Patrick Martin writes:
"As with Ernie Cooper, QSLing is a BIG part of the hobby to me. Without it, 
I really doubt I would stay in the MW DX hobby too long."

First, before I share the comments that Patrick, one of the last of the 
traditional DX'ers still active today, has written, let me applaud Les 
Rayburn, Fred Vobbe and others who have come up with the "inventory insert" 
idea. Innovations of this nature, coupled with the concept of serving as 
volunteers to be QSL manager's for locals as Patrick, Les and Ron Gitschier 
do, show a love for the hobby that I admire.

I still enjoy leafing through the QSLs I have collected over the years, but 
they are all historic -- at least 30 years old, and most more obtained more 
than 35 years ago.

Even when stations welcomed reception reports and QSL'd them either by their 
own printed cards or letters, other factors evolved that made it harder for 
me to send reception reports. Sixty-hour work weeks, the ever-increasing 
cost of postage, the burgeoning number of stations coming on the air and the 
ever-decreasing amount of entertaining or informative programming all took 
the luster away from 1) the hobby and 2) the industry. By 1981, my love of 
broadcasting had subsided to the point where I switched from radio news to 
print as a newspaper editor.

I built up a pretty good collection of taped identifications on AM from 1970 
in Mt. Vernon, Illinois and on FM from about 1980 there ... and I've 
recorded about 120 hours worth of cassette tapes since my retirement in 
North Texas while chasing Mexican station identifications ... but the desire 
to dub the IDs off and make the 60 or so cassettes available for future 
recording has dimmed.

I sometimes wonder if I am actually in the MW DX hobby now, as little time 
as I spend turning the radio on and searching for new stations. I read all 
the items on the lists ... I collect information on Mexican radio stations 
.. I get WRTH and Passport every year ... but genealogy and writing news as 
a volunteer for the weekly Krum Star have taken up my hobby time. I've got a 
lot of ham radio equipment ready to set up in a little room we built in our 
new garage five years ago, but I have yet to install an antenna. The hams, 
at least, still QSL through the bureau ... and direct, if you send return 
postage ... but even the hams no longer consider QSLing an obligation.

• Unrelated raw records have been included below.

Issue #652, opened 2020-10-27
backend crash when cancelling moment calculations with per-plane-beam cube


kswang1029:
Before generating moment images, the backend will perform beam convolutions first if the cube has per-plane-beam. When it is convolving and if we hit the cancel button, the backend will crash.

markccchiang:
There is no cancellation mechanism for the beam convolution. To solve it we may need to modify the casa object `casa::Image2DConvolver`.

Issue #602, opened 2020-08-21
improving HDF5 moment generation with ZYX cube 


kswang1029:
as a performance enhancement of the moment generator, when the input image is in the HDF5 format, ZXY cube should be used instead of the XYZ cube.

confluence:
We may need a complete reimplementation, similar to the Z profiles and the flux density stat -- it's difficult to reuse casa's functions with custom data. But I have a general idea for creating an HDF5 image object which reads from the rotated dataset and using it with casacore (somehow) by specifying custom axes, slicers, etc.. If this is possible, we may be able to do the same for the Z profiles.

kswang1029:
this overlaps withhttps://github.com/CARTAvis/carta-backend/issues/892

PR #791, opened 2021-04-07
652 Cancel beam convolutions in the moments calculation

markccchiang:
This branch is to solve #652 by adding a cancellation mechanism for `carta::Image2DConvolver`. The `carta::Image2DConvolver` is exported and modified from the `casa::Image2DConvolver`. Just like the `carta::ImageMoments` is exported and modified from the `casa::ImageMoments`. A tester is added to check the consistency between `carta::ImageMoments/carta::Image2DConvolver` and `casa::ImageMoments/casa::Image2DConvolver` for moments calculations. There is also a little clean-up of the code for image moments.


kswang1029:
@markccchiang the integrated progress (first 50% from convolution and the rest for moment calculations) works properly. 👍 When I cancel the request while the backend is busy on convolution, I see 
Screen Shot 2021-04-25 at 2 01 59 PM
Any idea? The backend and frontend are still functional though.

markccchiang:
> Any idea? The backend and frontend are still functional though.

Thanks for the reminding! I think have fixed it by ending the moments calculation process immediately if the beam convolution is canceled. Please check it again.

kswang1029 (approved):
feature-wise this is good! 👍

confluence:
Is there a long-term plan to submit the modified casa code as a patch to casa?

As an alternative strategy, we could avoid keeping these kinds of modified casa / casacore files in the CARTA codebase by explicitly forking casacore and casa and basing our custom carta-casacore build on those forked versions, rather than directly on casacore and casa.

Now that we have committed more explicitly to installing our casacore+casa build in a custom location, so that it doesn't clash with more standard installed versions, I think we have more leeway to incorporate these kinds of modifications. But that would require discussion and reorganisation which we should probably defer until after the 2.0 release.

There isn't really an ideal solution for maintaining all of these modifications ourselves, but doing it that way would at least maintain clearer separation between casa and CARTA code. It would also make changes much easier to review, since they would be shown as diffs against the original casa code.

kswang1029:
We could consider for post v2.0 to implement our own moment generator with beam convolution. The actual procedures are not that complicated. We will just need to make sure they are implemented in an efficient way. (same idea for pv image generator)

veggiesaurus:
> We could consider for post v2.0 to implement our own moment generator with beam convolution. The actual procedures are not that complicated. We will just need to make sure they are implemented in an efficient way. (same idea for pv image generator)

I suspect #602 would require our own implementation as well.

kswang1029:
> > We could consider for post v2.0 to implement our own moment generator with beam convolution. The actual procedures are not that complicated. We will just need to make sure they are implemented in an efficient way. (same idea for pv image generator)
> 
> I suspect #602 would require our own implementation as well.

Yes I guess so. So we might get it done at the same time.

kswang1029:
If the current approach as a temporary solution to fix the backend crash is not healthy to the codebase even for a short term, maybe we can consider to do the following:

we still use what imageanalysis provides and block the cancellation function at the frontend _only_ when beam convolution is ongoing. Once it is done and calculating moment images, we reenable the cancellation function at the frontend. This will require a bit frontend change too though.

confluence (changes requested):
Please merge the latest changes from dev. Apart from that, I think it's OK to merge this for now and revisit the issue of using modified casa code here ASAP after the release.

test/TestMoment.cc
```diff
@@ -0,0 +1,204 @@
...
+            auto carta_moment_image = dynamic_pointer_cast<casacore::ImageInterface<casacore::Float>>(carta_results[i]);
+
+            EXPECT_EQ(casa_moment_image->shape().size(), carta_moment_image->shape().size());
+            CompareImageData(casa_moment_image, carta_moment_image);
+        }
+    }
+};
+
+TEST_F(MomentTest, CheckConsistency) {
+    string file_name = "data/images/fits/M17_SWex_unittest.fits";
```
veggiesaurus, line 161: perhaps we could use our existing 10x10x10 noise image, instead of adding this file?

kswang1029: That is with NaN pixel

test/TestMoment.cc
```diff
@@ -0,0 +1,204 @@
...
+        casacore::Slicer section(start, end, casacore::Slicer::endIsLast);
+        data.resize(section.length().product());
+        casacore::Array<float> tmp(section.length(), data.data(), casacore::StorageInitPolicy::SHARE);
+        casacore::SubImage<float> subimage(*image, section);
+        casacore::RO_MaskedLatticeIterator<float> lattice_iter(subimage);
+
+        for (lattice_iter.reset(); !lattice_iter.atEnd(); ++lattice_iter) {
+            casacore::Array<float> cursor_data = lattice_iter.cursor();
+
+            if (image->isMasked()) {
```
veggiesaurus: are you actually testing any data with a mask? is this code used?

test/TestMoment.cc
veggiesaurus: ok. Then I suggest we add a similar image with minimal headers / trimmed history etc. That M17 image has a huge number of headers that are not needed

kswang1029: I pushed an updated FITS file without those lengthy history in header. Please check 73f110e.

confluence (approved):

test/TestMoment.cc
veggiesaurus: Can you do the same thing with the other image as well?

kswang1029: done with 7318425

Still, DX-ing remains in my blood and on the rare occasions when fragments 
of discernible audio manage to squeeze through the graveyard noise we find 
on nearly every frequency now and a station I've never ID'ed before can be 
identified, it mildly tickles my fancy. It happens mostly when I'm driving. 
When I'm at the computer working on genealogy or a news story, the sound I 
like in the background comes from WRR or from Frank's Place on XM, which I 
now get through Direct-TV.

I have been threatening to build a workable AM DX antenna system, and the 
work that Patrick, Craig, Neal and Mark are doing goes into an antenna 
notebook I've established ... but I've been threatening all that for five 
years.

I have felt it to be my responsibility to go through the hours and hours of 
master reels of tape, recorded at 1 7/8 ips, in the '60s to dub off some of 
the unique reception taped in the Panhandle of Texas, but there are too many 
things I'd rather do ... I still have the logs that can be correlated with 
the dated tapes, but considering all the other things I'd prefer to do, it's 
no longer a realistic expectation that I will, as the old cliché goes, get a 
round tuit.

A couple of years ago, there was one kind individual who offered to try to 
save the sound I'd recorded 40+ years ago, in the spirit of historical 
preservation, but at the time, I felt it was something that I should do. I 
still think I should do but reality tells me I won't, even though my family 
longevity tells me I have as much as 25 more years to go.

More power, I say, to the people who are keeping our hobby alive.